Records for this task:

PR #1721, opened 2025-08-27
driver: add RKUSBMaskromDriver bootstrap driver

Kwiboo:
**Description**

Add a `RKUSBMaskromDriver` bootstrap driver with an accompanying `rkusbmaskrom` agent to support bootstrapping targets with Rockchip SoCs.

The `rkusbmaskrom` agent expects the target to be in MASKROM mode and send images to BootROM using vendor specific `0x471` and `0x472` control transfers, in 4 KiB chunks.

The first image is loaded to SRAM using `0x471` and is expected to initialize DRAM and then return back to BootROM.
A second image can then be loaded to start of DRAM using `0x472`.

The `rkusbmaskrom` agent also support extracting the needed `0x471` and `0x472` images from a vendor loader image, typically created with the vendor `boot_merger` tool from the rkbin repo, or idblock boot images, typically created with the U-Boot `mkimage` or the Barebox `rkimage` tools.

**Related**

- [[PATCH v3 0/4] rockchip: Add support for RAM boot from maskrom mode](https://lore.kernel.org/r/20250802220738.3018910-1-jonas@kwiboo.se)
- #1542
- #1703

**Checklist**
- [x] PR has been tested

**Example usage**

```
$ labgrid-client -v -c remote.yaml -p rk3528-radxa-e20c bootstrap u-boot-rockchip-usb472.bin
INFO               root: Selected role rk3528-radxa-e20c from configuration file
INFO         StepLogger:  → RKUSBMaskromDriver.load(filename='<path>/u-boot-rockchip-usb472.bin')
INFO    SSHConnection(h:   Created new SSH connection to noble
INFO    ManagedFile(loc:   Synchronizing <path>/u-boot-rockchip-usb471.bin to noble
INFO         StepLogger:   → ProcessWrapper.check_output(command=['rsync', ...])
INFO         StepLogger:   ← ProcessWrapper.check_output() result=b'' [0.073s]
INFO    ManagedFile(loc:   Synchronizing <path>/u-boot-rockchip-usb472.bin to noble
INFO         StepLogger:   → ProcessWrapper.check_output(command=['rsync', ...])
INFO         StepLogger:   ← ProcessWrapper.check_output() result=b'' [0.072s]
INFO         StepLogger:  ← RKUSBMaskromDriver.load() [3.001s]
INFO    SSHConnection(h:  Closing SSH connection to noble
```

Work to be completed: For the word "path", find all matching lines in the entries above and copy them out.

Answer area:
INFO         StepLogger:  → RKUSBMaskromDriver.load(filename='<path>/u-boot-rockchip-usb472.bin')
INFO    ManagedFile(loc:   Synchronizing <path>/u-boot-rockchip-usb471.bin to noble
INFO    ManagedFile(loc:   Synchronizing <path>/u-boot-rockchip-usb472.bin to noble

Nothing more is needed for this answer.